- TASK REQUIREMENTS
After locating "## MVP scope" in the listing below, copy that line and each one after it exactly, ending with the line that has "- other Vorssaint features remain unaffected".

- THE RECORDS
%%

PR #336, opened 2026-07-21
Speed up App Switcher presentation

medeiroshudson:
## Summary

- keep an immutable App Switcher window catalog warm in the background and serve shortcut sessions from its prepared snapshot
- warm the panel and SwiftUI layout before installing the event tap, anchor the 100 ms appearance threshold to the physical key event, and reuse snapshot WindowServer IDs for previews
- move preview warming and close verification Accessibility enumeration to serial worker queues, with generation and per-window token checks that discard stale results
- add presentation signposts, deterministic regression coverage, and a changelog entry

## Root cause

Opening an App Switcher session synchronously enumerated WindowServer and Accessibility state on the main thread before scheduling the visual delay. Accessibility calls can wait on every open application, so that discovery time was added ahead of the intended 100 ms threshold. The first panel layout, preview warming, and post-close verification also left avoidable work on the main thread.

## Impact

The switcher can now present from a ready snapshot without waiting for applications to answer Accessibility queries. Quick shortcut flicks still commit without showing UI, while normal presentation, preview warming, close verification, simple mode, and existing selection behavior are preserved. Background refreshes are serialized, debounced, and guarded against stale lifecycle results.

## Verification

- `./build.sh --test` (`TESTS OK`, 3256 checks)
- `./build.sh` (release bundle assembled successfully)
- `./build/Vorssaint --selftest` (`SELFTEST OK`)
- manually verified App Switcher presentation and close behavior on macOS


vorssaint:
Thanks for the work on this and for investigating the presentation latency.

We ended up addressing this on main with a dedicated tap thread and bounded background queries, so the switcher no longer waits on slow applications. Keeping permanent observers across all system windows introduces too much idle background work for our architecture.

I am closing this PR since the underlying latency issue is already resolved on main. Thanks again for contributing.

PR #360, opened 2026-07-24
feat(menu-bar-organizer): add hardened menu bar organizer MVP

ruvelro:
## Summary

- add an opt-in menu bar organizer with visible, hidden and always-hidden sections
- arrange items from Settings with drag and drop and undo
- reveal hidden items in the menu bar or a secondary bar for notch and overflow cases
- integrate the MVP with the Feature Hub, permissions, settings backup/defaults and app lifecycle
- require Accessibility only for automatic interaction; Screen Recording is not used
- support macOS 14 through macOS 26 and fail closed with an explicit compatibility notice on macOS 27 and later

## MVP scope

This PR intentionally limits the first release to:

- visible, hidden and always-hidden sections
- divider controls and native manual Command-drag fallback
- Settings arrangement with undo
- secondary-bar presentation for notch and overflow
- conflict detection for other running menu bar managers

Presets, automation, groups, spacers, styling, search, hotkeys and additional reveal triggers are deferred until the cross-version substrate has been proven.

## macOS 26 hardening

- resolve Control Center-hosted items through source-PID/AX correlation
- keep unresolved or host-only identities provisional rather than persisting them as unrelated Control Center items
- send synthetic drag and click events to the process that owns the window under the pointer; on macOS 26 that is commonly Control Center rather than the logical source app
- serialize moves, gate them while a relevant menu is open, use a fresh snapshot for the bounded retry, and verify the same window ID reached the requested section and relative position
- filter WindowServer menu-bar furniture and degrade safely when private WindowServer helpers or permissions are unavailable

## macOS 27 compatibility

macOS 27 replaces the per-item WindowServer model used by this MVP with a MenuBarAgent-hosted model. The maintainer confirmed that enabling the current implementation crashes and that the organizer does not work there.

Until a dedicated backend is implemented:

- installation, presets, launch sync and service startup are gated on macOS 27 and later
- preferences carried over from an older macOS remain inert and are preserved for a future update
- the Feature Hub shows a localized compatibility notice and does not expose the organizer Settings destination
- other Vorssaint features remain unaffected

Ice currently reports the same macOS 27 breakage. Thaw has an experimental macOS 27 backend based on Accessibility enumeration, MenuBarAgent preferred positions and a separate private visibility-restriction mechanism. That research is useful for a follow-up, but is intentionally outside this MVP.

## Attribution

- original implementation and PR: @ruvelro
- MVP scope trim, identity work, movement hardening and documentation: @frogkingg / KK, integrated from #627 with the original commits and authorship preserved
- macOS 27 safety gate: @frogkingg / KK, integrated from [ruvelro/vorssaint-utils#1](https://github.com/ruvelro/vorssaint-utils/pull/1) with the original commit and authorship preserved
- Tahoe window-host targeting and localized compatibility UX: @ruvelro
- related feature request: #481

## Validation

- `./build.sh --test` — `TESTS OK (7739 checks)`
- `./build.sh` — production bundle assembled successfully
- `git diff --check`
- merged the current `origin/main`
- maintainer validation: LGTM on macOS 26 Tahoe

## Compatibility status

The MVP is ready for macOS 14 through macOS 26. macOS 27 support is intentionally deferred to a dedicated backend rather than attempting to reuse unsafe WindowServer assumptions.

Refs #481


frogkingg:
I would like to help harden this PR rather than start a competing implementation.

After comparing the current branch with the macOS 26 menu-bar hosting model and Thaw's current implementation, I found three areas that look worth resolving before adding more product surface:

1. `MenuBarWindowProvider` currently derives identity from the CG window owner. On macOS 26, hosted third-party status-item windows are commonly owned by Control Center, so unrelated items can collapse to `com.apple.controlcenter`/generic titles. A source-PID/AX identity pass, with unresolved items treated as provisional and non-movable, would make moves and persisted references safer.
2. The PR description notes that the Command-drag path has not yet been exercised with real Accessibility grants. The current five blind retries would benefit from fresh-frame lookup, a serialized move, menu-open gating, one bounded retry, and post-move identity/section verification.
3. The branch now covers 31 files and 4k+ added lines (presets, automation, groups, spacers, styling, search, and shortcuts). I suggest landing a smaller first slice: visible/hidden/always-hidden sections, Settings drag arrangement, and a secondary bar for notch/overflow. The remaining features can follow once the cross-version substrate is proven.

This also lines up with the user request in #481. I can prepare focused, cherry-pickable commits against `ruvelro:codex/menu-bar-organizer` for the MVP trim, macOS 14/15 vs 26+ identity adapter, move/recovery hardening, and pure regression tests. I will preserve Vorssaint's macOS 14+ target and avoid adding Screen Recording to the MVP.

Would that collaboration/scope direction work for you and the maintainer?

Update from a macOS 26.6 read-only probe: the private WindowServer menu-bar list resolved successfully, and all 19 real status-item windows on the test Mac were owned by Control Center. With Accessibility deliberately absent, every hosted item stayed provisional/non-movable and the WindowServer Menubar furniture was filtered out. Enabling the feature in a Developer build added only the app's own status item (19 -> 20), created no organizer dividers, and logged no faults, confirming the fail-closed path.

The local hardening branch now has 7050 passing checks, a successful full developer build/signature verification, and SELFTEST OK. It remains unpushed while I wait for agreement on the collaboration/scope direction; the remaining merge gate is a real permission-granted Command-drag pass.

frogkingg:
Since my [collaboration offer](https://github.com/vorssaint/vorssaint-utils/pull/360#issuecomment-5249904985) on Aug 11 has not received a response, I have opened a standalone hardened MVP PR: https://github.com/vorssaint/vorssaint-utils/pull/627

It keeps this PR's full commit history and attribution, and links #481. If you prefer to incorporate the hardening here instead, I'm happy to close mine and make the commits available for cherry-picking.

@vorssaint flagging for visibility.

ruvelro:
@frogkingg thank you for the hardening work and for offering it as a collaboration rather than a competing implementation.

I have incorporated #627 into this branch by fast-forward, so your original commits, authorship and co-author trailers are preserved unchanged:

- `e386e65` — MVP hardening
- `3872fbf` — scope and permission documentation
- `385b885` — Settings routing fix

I then merged the current `main` and added a separate follow-up commit, `14231bc`, for the macOS 26 window-host behavior: drag/click events now target the owning window process (normally Control Center for hosted items), generic Control Center AX matches remain provisional, and post-move verification follows the same window ID.

Current validation is 7699 passing checks, a successful production build and `SELFTEST OK`. The PR description now reflects the agreed MVP and credits.

The remaining merge gate is the real Accessibility-granted Command-drag pass on macOS 26. If you can run that pass against this branch, your result would be especially useful. Once you are satisfied that the integration is represented correctly here, please close #627 in favor of #360 so discussion and review continue in one place.

frogkingg:
@vorssaint, when this PR is ready to merge, could you please use "Create a merge commit" to preserve the individual commit history and authorship (including KK's hardening commits)? Squashing would collapse them into a single commit. Thanks!

ruvelro:
CI is fully green on head `14231bc`: both **Swift 6.0.3 compatibility** and **Build & selftest** completed successfully, including 7699 tests, signed build, selftest, DMG packaging and artifact upload: https://github.com/vorssaint/vorssaint-utils/actions/runs/32118054516

Agreed on using **Create a merge commit** rather than squash when this is ready, so KK's individual commits and authorship remain visible in the repository history.

The only remaining gate is the real Accessibility-granted Command-drag result on macOS 26.

vorssaint:
Thanks for all of that, guys! LGTM on macOS 26 Tahoe 🙌

Could we just restrict this feature to macOS 26 and earlier?

I tested it on macOS 27 Golden Gate, and it crashes when trying to enable the feature. Even if we fix the crash, the current implementation doesn’t work on macOS 27 at all, so I think it’d be better to prevent it from being installed/enabled there for now. If you guys can implement this, that would be perfect. It would help me a lot!

frogkingg:
Implemented the macOS 27 restriction requested by the maintainer on top of the current `codex/menu-bar-organizer` branch: the organizer is now gated to macOS 26 and earlier (no install, no enable, and the service stays inert even if defaults were carried over from an older macOS). PR: https://github.com/ruvelro/vorssaint-utils/pull/1 — verified locally with 7702 tests, a full release build and SELFTEST OK.

ruvelro:
@vorssaint thanks for the macOS 26 and macOS 27 validation.

The macOS 27 safety gate from @frogkingg has now been merged through [ruvelro/vorssaint-utils#1](https://github.com/ruvelro/vorssaint-utils/pull/1) with KK's original commit `53c0bef` and authorship preserved. A separate follow-up commit, `90c8ea6`, adds a localized “not yet compatible with macOS 27” notice, keeps inherited configuration intact but inert, removes the unsupported Settings/Command Bar destination, and excludes the organizer from active/supported counts on macOS 27.

Validation on the combined head:

- `./build.sh --test`: `TESTS OK (7739 checks)`
- `./build.sh`: release bundle assembled successfully
- `git diff --check`
- [GitHub CI run 32182746033](https://github.com/vorssaint/vorssaint-utils/actions/runs/32182746033): **success**
  - Swift 6.0.3 compatibility: tests, build and selftest passed
  - Build & selftest: tests, signed build, selftest, DMG packaging and artifact upload passed

I also checked the current state of similar tools. [Ice #954](https://github.com/jordanbaird/Ice/issues/954) reports the same Golden Gate breakage without a linked fix. [Thaw #687](https://github.com/thaw-app/Thaw/issues/687) confirms that macOS 27 moved status items into a new MenuBarAgent-hosted model and now has an experimental backend based on per-app AX enumeration, MenuBarAgent preferred positions, and a separate private visibility-restriction mechanism.

That work is substantial enough to stay outside this MVP. The single follow-up tracker is now #698; it records the evidence, a staged implementation path, and the safety/real-device acceptance criteria. #360 remains the canonical macOS 14–26 implementation. Please continue to use **Create a merge commit** when merging #360 so KK's individual commits remain visible.

ruvelro:
Updated the branch to resolve the conflicts with the current `main` (165 commits had landed since the last sync). The 74 conflicted files were almost entirely older drafts of unrelated features that later landed on `main` in evolved form; they resolve to `main`'s side, while the organizer wiring (feature catalog, availability gating, settings navigation, docs and the organizer test suite) merges both sides. The merge also surfaced and fixes three leftovers the auto-merge missed: duplicated display-recovery helpers, a duplicated Super key test block, and a stale desktop-move draft that broke the production target.

Three small hardening fixes from a fresh review are included on top:

- the synthetic mouse-up is now guaranteed once a Command-drag or click has posted its mouse-down, so a thrown mid-drag step can no longer leave the target process with a phantom button-down
- conflicting menu bar managers launched mid-session are now detected and stop the organizer instead of fighting it
- the divider `windowID` guards against non-positive `windowNumber` values, removing a crash path

Validation: `./build.sh --test` → TESTS OK (8283 checks), `./build.sh` production bundle, `./build/Vorssaint --selftest` → SELFTEST OK. As agreed above, please use **Create a merge commit** when merging so KK's commits keep their authorship.

tolgaerdonmez:
When will this be in main?

PathGao:
This has gone `CONFLICTING` against `main` @ `9d9c6563`, and it is the top of the queue in #837 — a rebase here unblocks #700 and #824 too, since both carry ~378 of this branch's commits.

The good news is that none of it is real. `git merge-tree origin/main <head>` reports 8 hunks across 5 files, and **every one of them is `bluetoothSleep` (from #861) landing in the same list position as `menuBarOrganizer`**:

| File | Hunks |
|---|---|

%%

- ANSWER
## MVP scope

This PR intentionally limits the first release to:

- visible, hidden and always-hidden sections
- divider controls and native manual Command-drag fallback
- Settings arrangement with undo
- secondary-bar presentation for notch and overflow
- conflict detection for other running menu bar managers

Presets, automation, groups, spacers, styling, search, hotkeys and additional reveal triggers are deferred until the cross-version substrate has been proven.

## macOS 26 hardening

- resolve Control Center-hosted items through source-PID/AX correlation
- keep unresolved or host-only identities provisional rather than persisting them as unrelated Control Center items
- send synthetic drag and click events to the process that owns the window under the pointer; on macOS 26 that is commonly Control Center rather than the logical source app
- serialize moves, gate them while a relevant menu is open, use a fresh snapshot for the bounded retry, and verify the same window ID reached the requested section and relative position
- filter WindowServer menu-bar furniture and degrade safely when private WindowServer helpers or permissions are unavailable

## macOS 27 compatibility

macOS 27 replaces the per-item WindowServer model used by this MVP with a MenuBarAgent-hosted model. The maintainer confirmed that enabling the current implementation crashes and that the organizer does not work there.

Until a dedicated backend is implemented:

- installation, presets, launch sync and service startup are gated on macOS 27 and later
- preferences carried over from an older macOS remain inert and are preserved for a future update
- the Feature Hub shows a localized compatibility notice and does not expose the organizer Settings destination
- other Vorssaint features remain unaffected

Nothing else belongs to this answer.